# Who else is getting pumped up?!?



## HandgunHTR (Sep 29, 2009)

The 10th is fast approaching and I am getting psyched up!

My new tent should be here today and I will be getting the camping gear ready this weekend.  Going out Sunday evening to put the last few practice shots through the Encore as well.

I stepped outside this morning to a nice crisp, cool morning and thought, "Now this is hunting weather!"

I am looking forward to my first bear hunt and meeting all you fine Woodyites!


----------



## cheezeball231 (Sep 29, 2009)

HandgunHTR said:


> I stepped outside this morning to a nice crisp, cool morning and thought, "Now this is hunting weather!"



X2


----------



## dertiedawg (Sep 29, 2009)

I am so psyched!! Especially after my dream the other day - http://forum.gon.com/showthread.php?t=416738


----------



## 7Mag Hunter (Sep 29, 2009)

Hey Vin, did you hear from old Hippie ????
Is he gonna make it, and loan you a muzzleloader????


----------



## dertiedawg (Sep 29, 2009)

7Mag Hunter said:


> Hey Vin, did you hear from old Hippie ????
> Is he gonna make it, and loan you a muzzleloader????



Haven't heard from him yet, but I will give him a call soon.... reeeeeaaaaaal soon!! Several others have also offered to lend me one of their muzzleloaders... what a great group of guys on this site.


----------



## deerslayer357 (Sep 29, 2009)

I'm gonna be at Cohutta on the 10th and 11th.  School has made me a 'weekend warrior' if you will, oh well.  two days of hunting is better than no days hunting!


----------



## bowstring (Oct 1, 2009)

oh yea, cool weather, I am starting to rut around the house now. T-5 1/2 days for me.  ;-)  P.S.  I have 58 caliber mountain rifle and omega Vin can use.


----------



## dertiedawg (Oct 1, 2009)

bowstring said:


> oh yea, cool weather, I am starting to rut around the house now. T-5 1/2 days for me.  ;-)  P.S.  I have 58 caliber mountain rifle and omega Vin can use.



THAT would be GREAT!!


----------



## dturnersr (Oct 2, 2009)

HandgunHTR said:


> The 10th is fast approaching and I am getting psyched up!
> 
> My new tent should be here today and I will be getting the camping gear ready this weekend.  Going out Sunday evening to put the last few practice shots through the Encore as well.
> 
> ...





Mike,

I'll be there.....bp hunting with a Civil War era Whitworth ...


----------



## 7Mag Hunter (Oct 2, 2009)

.58 Caliber !!!!

That's gonna sound like a howitzer going off in those mountains !!!!!!

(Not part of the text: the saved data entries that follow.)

PR #5883, opened 2023-04-20
Issue/5392 event loops in threads

### LINKED ISSUE #5389: Python 3.10 deprecated implicit event loop creation on main thread
On Python 3.9, when no current event loop is set, `asyncio.get_event_loop()` [creates a new one if it is running on the main thread](https://github.com/python/cpython/blob/595f9ccb0c059f2fb5bf13643bfc0cdd5b55a422/Lib/asyncio/events.py#L639).

For Python 3.10 this behavior is kept but [a deprecation warning was added](https://github.com/python/cpython/blob/1dd9be6584413fbfa823f37a224f101b819505d1/Lib/asyncio/events.py#L666).

For Python 3.12 it looks like [it will become an error](https://github.com/python/cpython/blob/3d5d3f7af6498effbc60a3db1d2b5f41ae6c0a75/Lib/asyncio/events.py#L676).

Once this is fixed, see if the `asyncio_thread_wrapper` can be removed from the lsm module's and core's tests. See inmanta/lsm#564 and #5392.

What does this mean for us? All our code that relies on implicit event loop creation through `asyncio.get_event_loop()` will have to be revisited. One thing that comes to mind is the implicit creation of tornado's `IOLoop` through `IOLoop.current()`. It's docstring now states explicitly that it should only be called when an event loop exists.

### LINKED ISSUE #5392: replace deprecated AnyThreadEventLoopPolicy
Similar to inmanta/lsm#564 for inmanta-core.

sanderr:
# Description

- Refactored bulk of the codebase to no longer depend on implicit event loop creation on the main thread because it has been deprecated. Migrated from `tornado` to `asyncio` event loops in those places
- Dropped `AnyThreadLoopEventPolicy` because with the change mentioned above all threads are treated equally, therefore it is no longer required.
- Fixed some race conditions in test cases that triggered consistenly with my changes.
- `inmanta.app` still uses `tornado` event loops because it wasn't as straightforward to factor it out there. I did make sure the implementation doesn't depend on implicit event loop creation on the main thread anymore.

Mypy diff (red is good)
```diff
- src/inmanta/protocol/endpoints.py:438: error: Returning Any from function declared to return "Result"  [no-any-return]
- src/inmanta/plugins.py:138: error: Module "tornado.ioloop" does not explicitly export attribute "TimeoutError"  [attr-defined]
- src/inmanta/plugins.py:141: error: Returning Any from function declared to return "T"  [no-any-return]
- src/inmanta/server/protocol.py:445: error: Incompatible types in assignment (expression has type "object", variable has type "None")  [assignment]
```

closes #5389 
closes #5392 
Related to inmanta/lsm#539, assumed to allow major simplification of [inmanta/lsm#564@cd9c3e97](https://github.com/inmanta/lsm/pull/564/files/cd9c3e972c8395c186e0362a695512f251be03b4): `AnyThreadLoopEventPolicy` can just be dropped without the need for the `asyncio_thread_wrapper`

# Self Check:

- [ ] Changelog entry


tests/test_agent_manager.py
```diff
@@ -1208,7 +1208,6 @@ async def test_are_agents_active(server, client, environment, agent_factory) ->
     Ensure that the `AgentManager.are_agents_active()` method returns True when an agent
     is in the up or the paused state.
     """
-    agent_config.use_autostart_agent_map.set("True")
```
sanderr, line 1211: Similar problem to the other test case but here the solution is simpler: we don't need to use the autostarted agent map.

tests/test_protocol.py
```diff
@@ -139,14 +132,7 @@ def do_test():
...
 
-    thread = threading.Thread(target=do_test)
-    thread.start()
-
-    while len(done) == 0 and limit > 0:
-        await gen.sleep(sleep)
-        limit -= 1
-
-    thread.join()
+    await asyncio.get_running_loop().run_in_executor(None, do_test)
```
sanderr, line 135: I think this is equivalent but please review this carefully.

src/inmanta/protocol/endpoints.py
```diff
@@ -427,21 +426,16 @@ def __init__(
...
+                    # no loop is running: create a loop for this thread if it doesn't exist already and run it
+                    return util.ensure_event_loop().run_until_complete(with_timeout)
                 else:
-                    # a specific IOloop is passed
-                    # we unwrap the tornado loop to get the native python loop
-                    # and safely tap into it using run_coroutine_threadsafe
-                    assert isinstance(self._ioloop, BaseAsyncIOLoop)  # make mypy happy
-                    return run_coroutine_threadsafe(method_call(), self._ioloop.asyncio_loop).result(self.timeout)
+                    # loop is running on different thread
+                    return run_coroutine_threadsafe(with_timeout, self._ioloop).result()
```
sanderr, line 438: I think this is equivalent but please review this carefully.

tests/test_protocol.py
```diff
@@ -139,14 +132,7 @@ def do_test():
...
 
-    thread = threading.Thread(target=do_test)
-    thread.start()
-
-    while len(done) == 0 and limit > 0:
-        await gen.sleep(sleep)
-        limit -= 1
-
-    thread.join()
+    await asyncio.wait_for(asyncio.get_running_loop().run_in_executor(None, do_test), timeout=1)
```
sanderr, line 135: I think this is equivalent but please review this carefully.

tests/conftest.py
```diff
@@ -990,12 +989,6 @@ def pytest_runtest_makereport(item, call):
             )
 
 
-async def off_main_thread(func):
```
wouterdb, line 993: This method exists elsewhere, but that may be copy paste, unsure.

tests/test_protocol.py
wouterdb: I agree

wouterdb (approved):
Looks very nice, but inherently tricky stuff

arnaudsjs (approved):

Vinnies gonna have a sore shoulder.......


----------



## dertiedawg (Oct 2, 2009)

7Mag Hunter said:


> .58 Caliber !!!!
> 
> That's gonna sound like a howitzer going off in those mountains !!!!!!
> 
> Vinnies gonna have a sore shoulder.......


Bring it on... I'm ready!!


----------



## Marlin_444 (Oct 2, 2009)

Dang... I gotta wait til next year... Oh well!!!   

Bow season starts here on the 15th...  WOO HOO...  

Let's see that Big-un fellas!!!

Ron


----------



## HandgunHTR (Oct 6, 2009)

*3 Days!!!!!*


----------



## dertiedawg (Oct 6, 2009)

HandgunHTR said:


> *3 Days!!!!!*


----------



## 7Mag Hunter (Oct 6, 2009)

I plan to arrive at the camp area around noon Friday.......


----------



## dertiedawg (Oct 6, 2009)

7Mag Hunter said:


> I plan to arrive at the camp area around noon Friday.......



You might be the first on site. Secure the campground.  Set up the perimeter, the barracks, the mess hall and the head.  Man the tower and the gate.  It's us against them!!  LET'S GET EM!! Black Bear on the menu!!


----------



## Dana Young (Oct 6, 2009)

I believe I will get a head start and hunt with the muzzleloader friday morn.


----------



## Dana Young (Oct 6, 2009)

everyone rember your orange.


----------



## dertiedawg (Oct 6, 2009)

Dana Young said:


> I believe I will get a head start and hunt with the muzzleloader friday morn.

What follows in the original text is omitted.